Investigating the antimicrobial properties of Staphylococci-derived compounds against ESKAPE bacteria

Abstract

Abstract Klebsiella pneumoniae, Enterococcus faecium, Acinetobacter baumannii, Pseudomonas aeruginosa, Enterobacter cloacae, and Enterobacter aerogenes (ESKAPE) bacterial group is well noted for drug resistance. These strains cause various diseases and in doing so, utilize various ways to resist a broad range of antibiotics. Susceptibility to antibiotics amongst ESKAPE bacteria is rapidly declining, and therefore, there is a need to explore alternative ways to deal with ESKAPE-related conditions by utilizing bacterial compounds. The compounds used in this study were derived from secondary metabolites of Staphylococci stains (S saprophyticus [ATCC 35552], S. aureus [isolated from milk of mastitic cows], and S. epidermidis [ATCC 51625]. These compounds were screened, identified and evaluated for cytotoxicity beforehand. Such compounds included Veratramine, 1,2,6-Hexanetriol, Succinic acid, 4-Methyl-pentyl-amine; from S. saprophyticus, Fluoranthene, 3-Methyl-2-phenyl-1H-pyrrole, and Cyclo (L-Leu-L-Propyl) and from S. epidermidis, Oleamide and Methyl palmitate.

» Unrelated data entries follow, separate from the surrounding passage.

PR #7342, opened 2020-06-04
Only relabelling should apply for scrape_samples_scraped_post_relabel…

brian-brazil:
…ling.

More consistent variable names.

Fixes #7298

PR #7345, opened 2020-06-04
Add regression test for scrape_samples_scraped_post_relabelling metric

roidelapluie:

### DIFF
--- a/scrape/scrape_test.go
+++ b/scrape/scrape_test.go
@@ -1928,3 +1928,32 @@ func TestCheckAddError(t *testing.T) {
 	sl.checkAddError(nil, nil, nil, storage.ErrOutOfOrderSample, nil, &appErrs)
 	testutil.Equals(t, 1, appErrs.numOutOfOrder)
 }
+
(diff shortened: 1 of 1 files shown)


brian-brazil:
TestScrapeLoopAppendGracefullyIfAmendOrOutOfOrderOrOutOfBounds seems to already cover this.

roidelapluie:
It does not test that the removed/relabeled items are not counted

brian-brazil:
TestScrapeLoopAppendSampleLimit does though.

roidelapluie:
I will try to think why that test did not catch the regression then

roidelapluie:
https://github.com/prometheus/prometheus/pull/7342/files did not touch TestScrapeLoopAppendSampleLimit

roidelapluie:
https://github.com/prometheus/prometheus/pull/7342/files did not touch TestScrapeLoopAppendSampleLimit because there was an exception on ErrAppendSampleLimit and that test always produces that.

brian-brazil:
That exception was removed though, so the existing tests should now cover things sufficiently.

PR #7351, opened 2020-06-05
promql: cleanup: use errors.As

roidelapluie:
This was TODO because circleci was not in go1.13 yet.


brian-brazil:
:+1:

However, Fluoranthene is excluded in this study as it previously exhibited cytotoxicity against Vero cells, therefore, is considered unsuitable as a prospective antimicrobial agent. Prior to exploring the antimicrobial properties of Staphylococci-derived compounds, the susceptibility of ESKAPE bacteria was tested against the antibiotic regimens as per South African guidelines. The investigations on antibiotics susceptibility were carried out to compare the susceptibility of ESKAPE bacteria to known antibiotics against Staphylococci-derived compounds. The antimicrobial properties of the compounds were evaluated both qualitatively and quantitatively by TLC bioautography and a broth microdilution method, respectively. In this study, we found that all the compounds did not exhibit any antimicrobial properties against the ESKAPE bacteria except for Succinic acid, which exhibited its efficacy against A. baumannii with a minimum inhibitory concentration (MIC) of 62.5 µg/mL.